Description
Like many other works of climate fiction, such as The Sea and Summer and Here, Kim Stanley Robinson’s New York 2140 pictures a city of the future that has transformed as a result of the rising sea levels caused by a number of dramatic events due to human activity. As a larger genre, climate fiction can offer us a way to picture ourselves in a state of crisis still forthcoming and to help us better prepare for a future where drastic climate events are the new norm if not avert that future all together. Unlike other novels that focus on the anxieties felt over these changes, Robinson focuses on the logic that allows contemporary societies to refuse to confront climate change.
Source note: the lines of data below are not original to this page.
PR #1274, opened 2026-09-17
Add the raised CO-RE II and CO-RE I 96 tip racks

BioCam:
Adds `hamilton_96_tiprack_raised_core_ii` (Hamilton cat. no. 6608647) and `hamilton_96_tiprack_raised_core_i`.

Both are `EmbeddedTipRack`s that sink into a tip carrier site or an MFX tip rack holder, as a standard rack does, and differ from it in where they hold their tips:

| | standard rack | raised rack |
| --- | --- | --- |
| footprint | 122.4 x 82.6 | 122.0 x 78.5 |
| height | 20.0 | 25.5 (CO-RE II) |
| sinks into its holder | 6.0 | 9.5 |
| frame | 10 mm wall around the tips | none |
| tips held | 1.5 mm above the holder | 16.0 mm above it |

The raised rack is a thick body that does not flex, where a standard rack is a thin floor stiffened by its wall, and it holds its tips at its top face rather than down in wells. Each takes the tip it holds - 10, 50, 300 or 1000 uL - as `make_tip`, since one body carries any of them.

`_core_i` is the generation before `_core_ii`, holding its tips 3.5 mm lower. The two look alike, and using one definition for the other part drives the tips 3.5 mm into it, which is why the generation is in the name. Only the CO-RE II body has been measured.

Tests: tip spot positions for both on a `TIP_CAR_480BC_A00` on a `STARDeck`.


BioCam:
Screenshot 2026-09-17 at 21 29 09

Issue #1218, opened 2026-08-25
Add i.prep 2 device driver


jacobveon:
Add native PyLabRobot support for the Veon Scientific i.prep 2 liquid handler.

PR #1278, opened 2026-09-18
`pylabrobot.io.HTTP`: build the request lock where there is a loop to bind it to

jacobveon:
Part of #1218.

`HTTP.__init__` constructs an `asyncio.Lock`. A transport is built in ordinary synchronous code — a device object is made long before anything is set up — and an asyncio primitive binds to a loop when it is constructed. On Python 3.9 that means it looks for a loop and raises when there is none:

```
RuntimeError: There is no current event loop in thread 'MainThread'.
```

There is none as soon as anything has run and closed one, which is why a test suite runs into this and a script usually does not. Building an `HTTP` in a synchronous test that runs after any `IsolatedAsyncioTestCase` fails at construction. `pyproject.toml` has `requires-python = ">=3.9"` and CI runs a 3.9 job, so this is inside the supported range.

It goes unnoticed today only because `http_tests.py` happens to build its transports inside async tests.

## The change

The lock is built by `setup()`, alongside the `ThreadPoolExecutor` it orders work onto — the first point at which a loop is certainly running, and already where the other half of the transport's machinery comes from. Requests reach it through `_require_lock()`, so a request before setup raises the same "call setup() first" error the missing executor already raised, rather than failing on the absent lock.

Worth doing beyond 3.9: a lock built in one loop and used in another is wrong on every version, and a constructor is exactly where that happens.

## Testing

Two tests, both of which fail without the change on 3.9 and pass with it — verified by reverting only `http.py` and keeping the tests:

```
FAILED http_tests.py::HTTPConstructionTests::test_can_be_built_without_a_running_loop
FAILED http_tests.py::HTTPConstructionTests::test_a_request_before_setup_says_to_set_up
```

`pylabrobot/io/` passes on 3.9 and 3.10 (114 passed, 16 skipped on each); the full suite passes on 3.13. `make format-check`, `make lint` and `make typecheck` are clean.


rickwierenga (approved):

rickwierenga:
thanks!

PR #1215, opened 2024-02-18
feat(grpc): add reflection support 

### LINKED ISSUE #868: add support for using reflection API in grpc
Add support for using reflection API instead of providing proto path in `@grpc` operator.

**Links**
https://github.com/grpc/grpc/blob/master/doc/server-reflection.md

ssddOnTop:
**Summary:**  

**Issue Reference(s):**  
Fixes #868
/claim #868

## Pending
- [ ] Test in execution spec (related issue: #1405)

## Summary by CodeRabbit

- **New Features**
	- Introduced gRPC reflection support, enabling interaction with gRPC reflection servers.
	- Added the ability to query server reflection information, enhancing the dynamic discovery of services.
	- Expanded the application's configuration capabilities to support new gRPC reflection types.
- **Enhancements**
	- Improved gRPC operation handling with updated serialization methods.
	- Enhanced configuration reading and processing for diverse link types.
- **Tests**
	- Implemented comprehensive testing for gRPC reflection functionality, including mock server interactions and schema assertions.
- **Documentation**
	- Provided examples and test documentation for utilizing gRPC reflection in querying news data.


src/config/grpc_fetch.rs
```diff
@@ -0,0 +1,176 @@
...
+
+    let mut methods = vec![];
+    let mut url: url::Url = url.parse()?;
+    url.set_path("grpc.reflection.v1alpha.ServerReflection/ServerReflectionInfo");
+
+    let mut req = reqwest::Request::new(Method::POST, url);
+    *req.body_mut() = Some(reqwest::Body::from(b"\0\0\0\0\x02:\0".to_vec())); // magic :)
+
+    let resp = target_runtime.http.execute(req).await?;
+    let body = resp.body.as_bytes();
```
meskill, line 38: instead of using raw reqwest and create body manually consider using `TargetRuntime` and `grpc::RequestTemplate`.

For RequestTemplate use the `protobuf_set` you've already created and its `convert_input` method to construct bytes for body from the json string. 
How it works you can find in file `src/grpc/protobuf.rs` and its tests.
e.g. your `b"\0\0\0\0\x02:\0"` is the same as `protobuf_set.convert_input("{listServices: ""}")`

src/config/grpc_fetch.rs
```diff
@@ -0,0 +1,176 @@
...
+    target_runtime: &TargetRuntime,
+    service: &str,
+) -> Result<FileDescriptorProto> {
+    let protobuf_set = get_protobuf_set()?;
+
+    let mut url: url::Url = url.parse()?;
+    url.set_path("grpc.reflection.v1alpha.ServerReflection/ServerReflectionInfo");
+
+    let mut req = reqwest::Request::new(Method::POST, url);
+    *req.body_mut() = Some(reqwest::Body::from(format!("\0\0\0\0\x12\"\x10{service}")));
```
meskill, line 87: that won't work in other cases since bytes for protobuf encodes length of string etc.
But if you migrate to `RequestTemplate` and its `to_request` method it will work fine and you will just pass smth like `format!("\{fileContainingSymbol: \"{service}\"\})`

meskill (changes requested):

src/config/grpc_fetch.rs
```diff
@@ -0,0 +1,331 @@
...
+                "grpc.reflection.v1alpha.ServerReflection".to_string()
+            ]
+            .to_vec(),
+            resp
+        );
+
+        http_reflection_list_all.assert();
+
+        Ok(())
+    }
```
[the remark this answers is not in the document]
ssddOnTop: generate additional test cases covering edge cases and error conditions

tests/execution_spec.rs
```diff
@@ -1023,6 +1024,22 @@ async fn assert_spec(spec: ExecutionSpec) {
     log::info!("[{}] {} ... ok", spec.name, spec.path.display());
 }
 
+fn start_mock_server() -> Server {
+    Server::new_with_opts(ServerOpts { host: "127.0.0.1", port: 50051, assert_on_drop: true })
+}
```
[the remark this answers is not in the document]
ssddOnTop: this is intentional. marking this as resolved

src/config/reader.rs
```diff
@@ -145,18 +147,132 @@
...
+
+                        let mut resolved_descriptor =
+                            self.resolve_descriptors(file_descriptor_proto).await?;
+                        file_descriptor_set.file.append(&mut resolved_descriptor);
+
+                        config_module
+                            .extensions
+                            .grpc_file_descriptors
+                            .push(Content { id: Some(id), content: file_descriptor_set });
+                    }
```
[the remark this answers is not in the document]
ssddOnTop: suggest some code

src/config/reader/reader.rs
```diff
@@ -145,18 +147,126 @@ impl ConfigReader {
...
+                LinkType::ReflectionWithFileName => {
+                    let mut file_descriptor_set = FileDescriptorSet::default();
+
+                    let file_descriptor_proto = get_by_proto_name(
+                        config_link.src.as_str(),
+                        &self.runtime,
+                        &config_link
+                            .id
+                            .clone()
+                            .context("Expected link id with method name but found none")?,
```
meskill, line 183: this error is showed to user in case of errors but in such form it says more about the code and semantics not about the config and expected actions.

Consider updating errors message accross pr with clear messages from user perspective and possible actions to fix. Also trace for definition could be helpful.
i.e. "id for link is not specified. When using grpc ... it is mandatory"

src/config/link.rs
```diff
@@ -12,6 +12,9 @@ pub enum LinkType {
     Script,
     Cert,
     Key,
+    ReflectionWithFileName,
+    ReflectionWithService,
+    ReflectionAllFiles,
```
meskill, line 17: do we really need 3 different type for reflection? 

Feels like ReflectionAllFiles could solve all of the problems. And if you have concerns about redundant data loaded we can load only services that are used across `@grpc` directive

src/config/link.rs
```diff
@@ -12,6 +12,9 @@ pub enum LinkType {
     Script,
     Cert,
     Key,
+    ReflectionWithFileName,
```
meskill, line 15:
```suggestion
    GrpcReflection,
```
just `Reflection` is too general term

src/config/reader/grpc_fetch.rs
```diff
@@ -0,0 +1,404 @@
...
+        operation_type: Default::default(),
+    };
+
+    let ctx = TargetRuntimeContext {
+        runtime: target_runtime,
+        vars: &Default::default(),
+        headers: Default::default(),
+    };
+
+    let req = req_template.render(&ctx)?.to_request()?;
```
meskill, line 93: that is very similar code across 3 function here and that could be moved to separate function

src/runtime.rs
```diff
@@ -16,6 +21,34 @@ pub struct TargetRuntime {
...
+        }
+
+        path.split_first()
+            .and_then(|(head, tail)| match head.as_ref() {
+                "vars" => self.vars.get(tail[0].as_ref()).map(|v| v.into()),
+                "env" => self.runtime.env.get(tail[0].as_ref()).map(|v| v.into()),
+                _ => None,
+            })
+    }
+}
```
meskill, line 44: in main changes with similar structure have been landed here `https://github.com/tailcallhq/tailcall/blob/main/src/config/reader_context.rs` so you can reuse that

tests/execution_spec.rs
```diff
@@ -1023,6 +1024,22 @@ async fn assert_spec(spec: ExecutionSpec) {
     log::info!("[{}] {} ... ok", spec.name, spec.path.display());
 }
 
+fn start_mock_server() -> Server {
```
meskill, line 1027: why do we need additional server for tests and why mocks are not sufficient for this?

meskill (changes requested):

tests/execution_spec.rs
ssddOnTop: I don't think it's good idea to put 1.4kb of data in every reflection related test.. maybe we can design some new proto file for tests but the descriptor file will always be huge

src/config/link.rs
ssddOnTop: grpc directive could be defined anywhere.. it would be difficult to cover all cases specially if we make any changes in future..

This will also increase time to compile the config.. we'll have to iterate for n^2 twice (once for conversion to blueprint and other to search all grpc directives)

src/config/reader/reader.rs
ssddOnTop: let's see if we continue with `Reflection*` or switch to single `GrpcReflection`. I'll update the errors later

src/config/link.rs
meskill: could you explain why we need 3 different types for this and how the issue you've mentioned is solved?

ssddOnTop: We are directly asking for pkg id or file name as link id.. so we just have to make request for specific files defined by the user instead of iterating all over config to find grpc method.. and thats’s the purpose of link right?

here is correction for my comment above: the complexity will be 2^n as grpc is field directive. In that case, I dont think we’ll need to change code in future but again but schema compilation will be slower. 

But at this point, I dont think iterating over fields will take A LOT more time, either of the approaches are fine. Lmk what do you think

tests/execution_spec.rs
meskill: current approach is case specific. if we add feature to specify mocks as separate files will it solve the issue?

ssddOnTop: can you give an example?

PR #1221, opened 2024-02-20
chore:  make `resolve_descriptors` accept `FileDescriptorProto`

ssddOnTop:


src/config/reader.rs
```diff
@@ -247,7 +246,7 @@ impl ConfigReader {
             }
         }
 
-        descriptors.insert(proto_path, parent_proto);
+        descriptors.insert(String::new(), parent_proto);
```
meskill, line 249: that seems odd to put into hashmap the entry with empty key. If it's intentional how this should work?

src/config/reader.rs
```diff
@@ -247,7 +246,7 @@ impl ConfigReader {
             }
```
meskill, line 246: there is still `self.read_proto(import)` inside `while let`. How will that be handled for the reflection case?

src/config/reader.rs
```diff
@@ -117,7 +117,7 @@ impl ConfigReader {
                 }
                 LinkType::Protobuf => {
                     let descriptors = self
-                        .resolve_descriptors(HashMap::new(), source.path)
+                        .resolve_descriptors(HashMap::new(), self.read_proto(&source.path).await?)
```
meskill, line 120: not related to changes, but why do we pass `HashMap` to the call instead of creating it inside the `resolve_descriptors` itself?

src/config/reader.rs
ssddOnTop: Not sure about that as of now. Maybe I’ll raise another pr if it can be divided into smaller part

src/config/reader.rs
ssddOnTop: earlier the implementation was different, someone refactored it and now the function is returning a hashmap, we don't need to take hashmap as arg. I'll raise separate pr for later

src/config/reader.rs
ssddOnTop: we never need the key outside the function, the key just used to avoid remove any cycle dependencies or adding same file several times

meskill: in that case I suggest to keep such data itself that function only and accept/return only the data that is required i.e. return the list of descriptors instead of map to prevent any misuses

ssddOnTop: I removed hashmap from arg and made the function return vector

meskill (approved):

PR #1238, opened 2024-02-23
chore: fix `cargo test <module name> panics`

### LINKED ISSUE #1236: chore: cargo test <module name> panics
Ran the following command:
```bash
cargo test cli::javascript
```

**Actual**
`execution_spec.rs` is also test

```
    Finished test [unoptimized + debuginfo] target(s) in 0.20s
     Running unittests src/lib.rs (target/debug/deps/tailcall-e896f29f34ba5636)

running 6 tests
test cli::javascript::js_response::test::test_js_response_with_defaults ... ok
test cli::javascript::js_response::test::test_unusual_headers ... ok
test cli::javascript::js_response::test::test_from_js_response ... ok
test cli::javascript::js_request::tests::test_reqwest_request_to_js_request ... ok
test cli::javascript::js_request::tests::test_js_request_to_reqwest_request ... ok
test cli::javascript::js_response::test::test_to_js_response ... ok

test result: ok. 6 passed; 0 failed; 0 ignored; 0 measured; 249 filtered out; finished in 0.00s

     Running unittests src/main.rs (target/debug/deps/tailcall-917f44037362571b)

running 0 tests

test result: ok. 0 passed; 0 failed; 0 ignored; 0 measured; 0 filtered out; finished in 0.00s

     Running tests/execution_spec.rs (target/debug/deps/execution_spec-0cb63587319e8dd8)
thread 'main' panicked at tests/execution_spec.rs:974:33:
Failed to parse explicit test path "cli::javascript"
error: test failed, to rerun pass `--test execution_spec`
```
**Expected**
There should be no panics.

ssddOnTop:
## Example use
**Before:** earlier we were able to run insa test for single md file with `cargo test tests/execution/foo.md`
**Now**: now we have proper structure, all insa tests lies in `execution_spec` so we can run test for single file by:
 
`cargo test --test execution_spec test -- i tests/execution/foo.md`  you can replace `i` with `insta`
or
~~`cargo test -- i tests/execution/foo.md`~~ this won't work if we switch from `tokio::main` to `tokio::test` in  execution_spec
etc

also, this gives ability to pass several files at the same time, for eg: `cargo test -- i tests/execution/foo.md foo1.md`

**Issue Reference(s):**  
Fixes #1236
/claim 1236


amitksingh1490:
cargo test cli::javascript should only run cli::javascript however its running execution_spec as well

amitksingh1490:
> Thats’s another issue I think. Its related to insta test.. its using main function which acts as normal main function instead of test. “I think” its possible to convert that into test but then we wont be able to pass args to to test single md file (idk thats needed anyways)

I don't think thats the different issue, It was panicking because it was running execution_spec even if it doesn't supposed to.
I think running single test is already supported by execution_spec already.
https://github.com/tailcallhq/tailcall/blob/main/tests/execution_spec.md#annotation

ssddOnTop:
after the commit above, if we want to run test for specific file then we'll have to pass arg to the `test` function in executio_spec

example:
`cargo test --test execution_spec test -- -i tests/execution/foo.md`

to avoid passing name of `test` function, we need to move content of execution spec under `#[cfg(test)]` but that will lead to change in all snapshots

amitksingh1490:
`cargo test --test execution_spec test -- -i tests/execution/test-const-with-mustache.md`

this command fails with
```
error: Unrecognized option: 'i'
error: test failed, to rerun pass `--test execution_spec
```
however this works
`cargo test --test execution_spec test -- i tests/execution/test-const-with-mustache.md`

ssddOnTop:
> `cargo test --test execution_spec test -- -i tests/execution/test-const-with-mustache.md`
> 
> this command fails with
> 
> ```
> error: Unrecognized option: 'i'
> error: test failed, to rerun pass `--test execution_spec
> ```
> 
> however this works `cargo test --test execution_spec test -- i tests/execution/test-const-with-mustache.md`

yes. I should remove `--` and `-` because it tries to parse it as arg for cargo test

tests/execution_spec.rs
```diff
@@ -959,29 +959,42 @@ async fn assert_spec(spec: ExecutionSpec) {
...
-
-        let contents = fs::read_to_string(&path)?;
-        let spec: ExecutionSpec = ExecutionSpec::from_source(&path, contents)
-            .await
-            .map_err(|err| err.context(path.to_str().unwrap().to_string()))?;
 
-        vec![spec]
-    } else {
+    let args: Vec<String> = std::env::args().collect();
+    println!("args: {:?}", args);
```
amitksingh1490, line 972:
```suggestion
```

ssddOnTop:
> @tusharmath what do you think. I feel `cargo test --test execution_spec -- i tests/execution/foo.md` has better devex than ##### only

I think you misinterpreted something. `#####` is used in md file to perform respective function. But here the argument is used to path of md files which needs to be executed.. this pr has no relation with that.

I checked execution_spec.md, I don't think there was anything that needs to be updated for this pr. However I found that `Porting` section have some outdated info, I'll make a commit to update that

amitksingh1490:
incorrect filename for the snapshot
tests/snapshots/execution_spec__execution_spec__add-field-index-list.md_assert_0.snap.
Thats why all the snapshots are comming as new one

ssddOnTop:
> incorrect filename for the snapshot tests/snapshots/execution_spec__execution_spec__add-field-index-list.md_assert_0.snap. Thats why all the snapshots are comming as new one

I accidentally committed them 😓

tests/execution_spec.md
```diff
@@ -238,7 +238,7 @@ This will regenerate all snapshots without interrupting the test every time ther
 
 ## Porting from `graphql_spec`/`http_spec`
 
-Porting is automatically done by `testconv`. You can run `testconv` by doing `cargo run -p testconv`, but it is automatically performed by `./lint.sh --mode=fix`. This is a description of what it does under the hood.
+It's converted as a normal test. We do not need to anything additional for testcov.
```
amitksingh1490, line 241:
```suggestion
```

tests/execution_spec.md
```diff
@@ -238,7 +238,7 @@ This will regenerate all snapshots without interrupting the test every time ther
 
 ## Porting from `graphql_spec`/`http_spec`
```
amitksingh1490, line 239:
```suggestion
```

The novel challenges the economic ideology that has brought us to our current state of climate denial—the novel is a critique of capital as much as it is a call to action to implement change in our struggle to save our planet.
Details
Title
- Tell Me A Story I Can Believe: A Novel Approach to the Climate Crisis
Contributors
- Miller, Jennie Jean (Author)
- Hanlon, Chris (Thesis director)
- Ramsey, Ramsey (Committee member)
- School of Social and Behavioral Sciences (Contributor, Contributor)
- School of Humanities, Arts, and Cultural Studies (Contributor)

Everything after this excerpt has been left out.